■ TASK:
Repeat the records given below in full, with no changes.

Stored items:
----
PR #7359, opened 2026-07-07
fix(qwp): fail fast on deterministic ingest rejections instead of retrying them

kafka1991:
## The problem

When a QWP/WebSocket client sends data that a QuestDB table can **never** accept — a value that can't be converted to the column type, an array with the wrong shape, a column the schema forbids — the server rejected the frame during WAL append, but reported the rejection as a **transient** `WRITE_ERROR`.

`WRITE_ERROR` is a *retriable* policy on the client — it exists for genuinely transient conditions like disk pressure or a suspended table, and nothing in the status byte lets the client tell a permanent error apart from a transient one. So the store-and-forward client replayed the byte-identical frame up to `max_frame_rejections` times before giving up.

Net effect for a **permanent, deterministic** data error (e.g. `type coercion from VARCHAR to IPV4 is not supported`): several wasted reconnect/replay cycles for a frame that can never succeed, and the failure surfaces only after the retries instead of on the first NACK.

### Root cause

`QwpIngressProcessorState.cairoExceptionStatus` split errors coarsely: `authorization → SECURITY_ERROR`, `critical → INTERNAL_ERROR`, and **everything else → the retriable `WRITE_ERROR`**. That last bucket lumped together two very different things the client can't tell apart from the status byte:

- deterministic data/schema rejections that will fail identically on every replay, and
- genuinely transient write refusals that a retry can clear.

## The fix

Introduce a `CairoException.schemaMismatch()` marker (following the existing `authorization()` / `readOnlyAccess()` marker convention) and stamp it on the QWP-ingest error sites that are **deterministic under byte-identical replay**. `cairoExceptionStatus` maps the marker to a terminal `SCHEMA_MISMATCH`, so the client fails fast on the first NACK — zero wasted retries — and surfaces the server's real reason. String-parse failures reuse the existing `QwpParseException(SCHEMA_MISMATCH)` path (the same mechanism `numericParseError` already used).

### Now terminal (fail fast, reason preserved)

Type / structure mismatches — `QwpWalAppender`:
- unsupported type coercion (e.g. `VARCHAR → IPV4`), `cannot write X to column`, geohash precision mismatch
- long-array unsupported, array dimensionality mismatch
- designated-timestamp mismatch, new-columns-not-allowed, invalid-column-name

Value conversions — `WalColumnarRowAppender`:
- numeric precision loss (`DOUBLE 3.14 → INT`) and range overflow (`LONG → INT`)
- timestamp `micros → nanos` overflow
- decimal overflow / precision loss / value-cannot-be-converted
- string-parse failures: boolean, long256, timestamp, uuid, geohash, decimal (numeric already terminal)

Table target — `QwpTudCache`:
- write to a non-WAL table (ILP/QWP can only write WAL tables; a non-WAL table won't become writable on replay)
- batch array-dimensionality mismatch

### Deliberately still retriable `WRITE_ERROR`

The change is **surgical** — genuinely transient and forward-compat errors keep the retriable default, so at-least-once delivery on recoverable hiccups is unchanged:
----
■ RESPONSE TO THE TASK:
PR #7359, opened 2026-07-07
fix(qwp): fail fast on deterministic ingest rejections instead of retrying them

kafka1991:
## The problem

When a QWP/WebSocket client sends data that a QuestDB table can **never** accept — a value that can't be converted to the column type, an array with the wrong shape, a column the schema forbids — the server rejected the frame during WAL append, but reported the rejection as a **transient** `WRITE_ERROR`.

`WRITE_ERROR` is a *retriable* policy on the client — it exists for genuinely transient conditions like disk pressure or a suspended table, and nothing in the status byte lets the client tell a permanent error apart from a transient one. So the store-and-forward client replayed the byte-identical frame up to `max_frame_rejections` times before giving up.

Net effect for a **permanent, deterministic** data error (e.g. `type coercion from VARCHAR to IPV4 is not supported`): several wasted reconnect/replay cycles for a frame that can never succeed, and the failure surfaces only after the retries instead of on the first NACK.

### Root cause

`QwpIngressProcessorState.cairoExceptionStatus` split errors coarsely: `authorization → SECURITY_ERROR`, `critical → INTERNAL_ERROR`, and **everything else → the retriable `WRITE_ERROR`**. That last bucket lumped together two very different things the client can't tell apart from the status byte:

- deterministic data/schema rejections that will fail identically on every replay, and
- genuinely transient write refusals that a retry can clear.

## The fix

Introduce a `CairoException.schemaMismatch()` marker (following the existing `authorization()` / `readOnlyAccess()` marker convention) and stamp it on the QWP-ingest error sites that are **deterministic under byte-identical replay**. `cairoExceptionStatus` maps the marker to a terminal `SCHEMA_MISMATCH`, so the client fails fast on the first NACK — zero wasted retries — and surfaces the server's real reason. String-parse failures reuse the existing `QwpParseException(SCHEMA_MISMATCH)` path (the same mechanism `numericParseError` already used).

### Now terminal (fail fast, reason preserved)

Type / structure mismatches — `QwpWalAppender`:
- unsupported type coercion (e.g. `VARCHAR → IPV4`), `cannot write X to column`, geohash precision mismatch
- long-array unsupported, array dimensionality mismatch
- designated-timestamp mismatch, new-columns-not-allowed, invalid-column-name

Value conversions — `WalColumnarRowAppender`:
- numeric precision loss (`DOUBLE 3.14 → INT`) and range overflow (`LONG → INT`)
- timestamp `micros → nanos` overflow
- decimal overflow / precision loss / value-cannot-be-converted
- string-parse failures: boolean, long256, timestamp, uuid, geohash, decimal (numeric already terminal)

Table target — `QwpTudCache`:
- write to a non-WAL table (ILP/QWP can only write WAL tables; a non-WAL table won't become writable on replay)
- batch array-dimensionality mismatch

### Deliberately still retriable `WRITE_ERROR`

The change is **surgical** — genuinely transient and forward-compat errors keep the retriable default, so at-least-once delivery on recoverable hiccups is unchanged:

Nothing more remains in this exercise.